Trick of the tail
Major is now 2 1/2 stone under his normal weight and supermodel thin. It suits him in a pale and interesting sort of way; if only he'd wear nice shirts he might pass for an ectomorphic Oxbridge prof. He is bony and fragile to hold, making me understand how wonderfully healthy thick flesh feels on a body. I consider making a chicken stock to supplement his milky courier-delivered "fortisip" but worry that the fat globules will bung up his PEG. My specially created, mega-fattening avocado and milk mush is rejected purely on the grounds of its unappealing colour (70's chemical green; totally un-F&B, despite the natural ingredients). This, I feel, as I watch it sink into the rose bed, is the behaviour of a 3 year old since the PEG bypasses any sensation of taste and it would have done him GOOD. Oh well, must respect the patient's wishes, and, to be honest, I didn't really fancy it either.
The weekend passes with nothing much but the compiling of a huge shopping list, mostly goodies for Delia's mincemeat and Christmas cake, but also odd little essentials; socks, watch batteries, floor mop... There is going to be a big shopping expedition featuring Major's favourite food, MIXED PEEL, which usually at this time of year he'd be sneaking into the kitchen to eat straight from the pot with sticky fingers. We will experience a return to normality now that treatment has finished, a celebratory afternoon out in Hastings.
Major drives and makes a return trip on foot from the car park to ESK (fab discount emporium) to get change for the machine while I browse shelves full of all the cut price crap anyone could wish for in a lifetime. In Trinity Wholefoods he holds the baskets like a dutiful butler and I pile them high with yummies above and beyond Delia's requirements, the rapacious wife of Jack Spratt. But after Woolies, in the third jewellers on the watch battery quest, he has to sit down. His wax jacket stays stiff and large around him as he disappears into it on the chair, half little old man, half tortoise. He is a pale shade of yellow. He lets me drive home.

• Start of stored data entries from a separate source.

PR #208, opened 2016-09-29
Pr/decouple xserver

uli42:
- Use own copies of xkb headers just as upstream does.
- refer to Xtrans via header file xstrans.c instead of softlinking in the makefile
- backport fixes for some compiler warnings that became obvious after the xstrans switch. These happened to be CVEs...

### DIFF
--- a/nx-X11/programs/Xserver/dix/devices.c
+++ b/nx-X11/programs/Xserver/dix/devices.c
@@ -61,7 +61,6 @@ SOFTWARE.
 #include "cursorstr.h"
 #include "dixstruct.h"
 #include "site.h"
-#define	XKB_IN_SERVER
 #ifdef XKB
 #include <xkbsrv.h>
 #endif
--- a/nx-X11/programs/Xserver/dix/devices.c
+++ b/nx-X11/programs/Xserver/dix/devices.c
@@ -62,7 +62,7 @@ SOFTWARE.
 #include "dixstruct.h"
 #include "site.h"
 #ifdef XKB
-#include <xkbsrv.h>
+#include "xkbsrv.h"
 #endif
 #ifdef XCSECURITY
 #define _SECURITY_SERVER
--- a/nx-X11/programs/Xserver/dix/devices.c
+++ b/nx-X11/programs/Xserver/dix/devices.c
@@ -63,7 +63,7 @@ SOFTWARE.
 #include "site.h"
 #define	XKB_IN_SERVER
 #ifdef XKB
-#include <nx-X11/extensions/XKBsrv.h>
+#include <xkbsrv.h>
 #endif
 #ifdef XCSECURITY
 #define _SECURITY_SERVER
--- a/nx-X11/programs/Xserver/dix/dispatch.c
+++ b/nx-X11/programs/Xserver/dix/dispatch.c
@@ -110,7 +110,7 @@ int ProcInitialConnection();
 #endif
 #ifdef XKB
 #include "inputstr.h"
-#include <xkbsrv.h>
+#include "xkbsrv.h"
 #endif
 
 #define mskcnt ((MAXCLIENTS + 31) / 32)
--- a/nx-X11/programs/Xserver/dix/dispatch.c
+++ b/nx-X11/programs/Xserver/dix/dispatch.c
@@ -109,7 +109,6 @@ int ProcInitialConnection();
 #include <nx-X11/extensions/security.h>
 #endif
 #ifdef XKB
-#define XKB_IN_SERVER
 #include "inputstr.h"
 #include <xkbsrv.h>
 #endif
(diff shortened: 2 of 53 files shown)


nx-X11/programs/Xserver/dix/devices.c
```diff
@@ -63,7 +63,7 @@ SOFTWARE.
 #include "site.h"
 #define	XKB_IN_SERVER
 #ifdef XKB
-#include <nx-X11/extensions/XKBsrv.h>
+#include <xkbsrv.h>
```
sunweaver: Please use "xkbsrv.h" instead here.

nx-X11/programs/Xserver/dix/dispatch.c
```diff
@@ -111,7 +111,7 @@ int ProcInitialConnection();
 #ifdef XKB
 #define XKB_IN_SERVER
 #include "inputstr.h"
-#include <nx-X11/extensions/XKBsrv.h>
+#include <xkbsrv.h>
```
sunweaver: same here... (quotation marks instead of pointed brackets)

nx-X11/programs/Xserver/dix/events.c
```diff
@@ -129,7 +129,7 @@ of the copyright holder.
 #include "globals.h"
 
 #ifdef XKB
-#include <nx-X11/extensions/XKBsrv.h>
+#include <xkbsrv.h>
```
sunweaver: same here...

nx-X11/programs/Xserver/dix/devices.c
sunweaver: is it correct to have no captial letters in this filename? XKBsrv.h vs. xkbsrv.h?

nx-X11/programs/Xserver/hw/nxagent/Keyboard.c
```diff
@@ -75,6 +75,7 @@ is" without express or implied warranty.
 
 #define XKBSRV_NEED_FILE_FUNCS
 #include <nx-X11/extensions/XKBsrv.h>
+#include <nx-X11/extensions/XKBstr.h>
```
sunweaver: and why XKBsrv.h here? As I understand,the XKBsrv.h version is libX11 whereas the xkbsrv.h is Xserver. Which one is actually needed here? (I feel, it should be xkbsrv.h here, but that is just a gut feeling).

nx-X11/programs/Xserver/os/utils.c
```diff
@@ -141,7 +141,7 @@ OR PERFORMANCE OF THIS SOFTWARE.
 #endif
 
 #ifdef XKB
-#include <nx-X11/extensions/XKBsrv.h>
+#include <xkbsrv.h>
```
sunweaver: same here... (I won't mark any more of these, please make sure to fix all occurrences)

sunweaver (changes requested):

sunweaver:
uli42: thanks for filing this PR. Please go through my individual comments. When done, please make sure you rebase this PR branch against 3.6.x. There are some commits that are already available on the 3.6.x branch, so they should not appear in this PR anymore.

THANKS!
Mike

uli42:
Regarding quotes vs brackets: I wanted to stay as close to upstream as possible. Maybe I overlooked some places, will re-check.

Also the naming of the header files is from upstream. 

The two files with XKBsrv.h need the client side headers. The reason for this is that on 64bit libX11 delivers structures that differ from the ones the identically named Xserver functions deliver. E.g. we use XkbGetKeyboard(), which is only existing in libX11 and we use XkbFreeKeyboard(), which is available both from libX11 and Xserver. So we must ensure to call the matching Free() function. If we use the server header file nxagent crashes immediately (since XKBFreeKeyboard() from the server is called) 

Interestingly upstream Xnest does use the server header file which I consider a bug. I have not yet understood why Xnest does not crash here. Maybe the free functions are more tolerant in upstream nowadays.

sunweaver:
> Regarding quotes vs brackets: I wanted to stay as close to upstream as possible. Maybe I overlooked 
> some places, will re-check.

Pointed brackets really look incoherent here. Maybe we should not adopt that from X.org.

> Also the naming of the header files is from upstream.

This is ok then. I just wanted to make sure filenames are not mixed up.

> [...]

I trust your judement on the rest of your comment.

Thanks!
Mike

sunweaver:
Make sure, you really rebase your branch against latest 3.6.x. I pushed some merges and close some PRs.

nx-X11/programs/Xserver/dix/dispatch.c
uli42: I have now checked includes and adapted to upstream. While you are probably right in respect to quotes against brackets I prefer to stay as close as possible to upstream. Upstream is not really coherent in that respect, too...

uli42:
I have now checked includes and adapted to upstream. While you are probably rightregarding quotes against brackets I prefer to stay as close as possible to upstream (this helps a lot when upgrading/backporting). Upstream is not really coherent in that respect, too...

sunweaver (approved):

PR #210, opened 2016-10-01
Fix protoheader mess (randr, damage)

### LINKED ISSUE #205: randrproto.h references X11/ not nx-X11 - why?
nx-X11/include/extensions/randrproto.h includes randr.h - but from the X11 namespace, not the nx-X11 namespace. #200 changed behaviour regarding X11/.. paths and we have randr.h in the nx-X11 namespace, too and that one will be taken now.

So the question arises: Is that a bug/mistake/flaw or is this on purpose?

`#include <X11/extensions/randr.h>`

sunweaver:
Ulrich Sibiller discovered that nx-libs includes some proto headers from X.org where we actually should use our own header versions. This PR fixes two issues of that kind (one for the RandR extension, one for the Damage extension).

This fixes ArcticaProject/nx-libs#205. (Make sure to mention this bug closure in the merge comment of this PR).


sunweaver:
@uli42: does this PR fix the brought-up concerns described in #205?

uli42:
Yes, this looks good, except for one thing, see my other comment.

nx-X11/include/extensions/randrproto.h
```diff
@@ -1,35 +1,38 @@
...
+ *	    Keith Packard, Intel Corporation
  */
 
 /* note that RANDR 1.0 is incompatible with version 0.0, or 0.1 */
 /* V1.0 removes depth switching from the protocol */
 #ifndef _XRANDRP_H_
 #define _XRANDRP_H_
 
-#include <X11/extensions/randr.h>
+#include "randr.h"
```
uli42: Why not `<nx-X11/extensions/randr.h>`?

uli42 (changes requested):

nx-X11/include/extensions/randrproto.h
sunweaver: Indeed!

sunweaver: Will fix this before merging.

PR #218, opened 2016-10-07
Fix unixpath crash

vatral:
Fixes bug #217


sunweaver (changes requested):
Please fix the commit history. It seems you are actually only proposing a single commit, but the PRs history contains two merges and another commit (fix missing #endif).

Please propose a PR that contains a clean Git history and that is properly rebased against the 3.6.x branch.

If you commit closes any of the open bugs, please reference the bug closure in the commit message (opposed to mentioning the closure in the PR text).

sunweaver:
vatral: actually I cherry-picked your commit and pushed directly to 3.6.x. No more work needed for #218.

PR #214, opened 2016-10-05
Pr/upgrade lib x11

uli42:
New attempt to upgrade to libX11 1.3.4

This is the result of splitting up and reworking #195. This pr only concentrates on libX11 where the previous attempt also changed parts of xserver.

PR #221, opened 2016-10-09
Pr/minor stuff

uli42:
Some small commits I came across while working on other things


.gitignore
```diff
@@ -0,0 +1,387 @@
...
+nx-X11/programs/Xserver/hw/nxagent/miinitext.c
+nx-X11/programs/Xserver/hw/nxagent/stubs.c
+nx-X11/programs/Xserver/hw/nxagent/xpstubs.c
+nx-X11/programs/Xserver/include/compiler.h
+nx-X11/programs/Xserver/include/osdep.h
+nx-X11/programs/Xserver/include/xf86Version.h
+nx-X11/programs/Xserver/include/xf86_ansic.h
+nx-X11/programs/Xserver/include/xf86_libc.h
+nx-X11/programs/Xserver/include/xkbfile.h
+nx-X11/programs/Xserver/xkb/modinit.h
```
sunweaver, line 387: @uli42: personally, I am not a fan of .gitignore files at all. I think .gitignore hides our flaws. I much more prefer a good make clean target.

vatral also offered a .gitignore file that he personally uses with nx-libs. If you guys feel like we should have one, I'd bow to that request (and remove it on my local working copies).

nx-X11/lib/X11/Pending.c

The next day he visits the GP, the first appointment since April, when he was told for the third time, "No, I'm sure you haven't got cancer". The vein in his arm where the PIC-chemo line went is showing as a dark streak through his skin, and he feels so weak and cold, more spittle than ever.... The GP says this is all to be expected after such treatment. I ask whether he apologized for the mis-diagnosis, "No, but he smiled a lot and was very gentle."
It's only now, at the end of treatment, that we are told things will get worse for a couple of weeks before they improve, or perhaps it's that we are only taking the information on board as Major is feeling so unexpectedly grim. I imagine that the radio waves, having accumulated in his neck over the last 7 weeks, are dancing out a wild and exhausting frenzy of squiggles to white noise, untamed and free now from the machine that created and administered them. (Have I just described sperm?! These are the negative of sperm, going in for the kill rather than creation, yet the result also being life.)
I leave for a weekend of work on Friday, assuaging desertion-guilt with the hope that Major will be more comfortable in complete silence. He says that he's listening to his body and his body says "sleep". On Sunday evening I return to find that there has been an amelioration; talking seems slightly easier and he is not so listless. He's halved the time the hospital said it would take to turn the corner out of the grim stage, and I'm impressed by his strength. He is reappearing.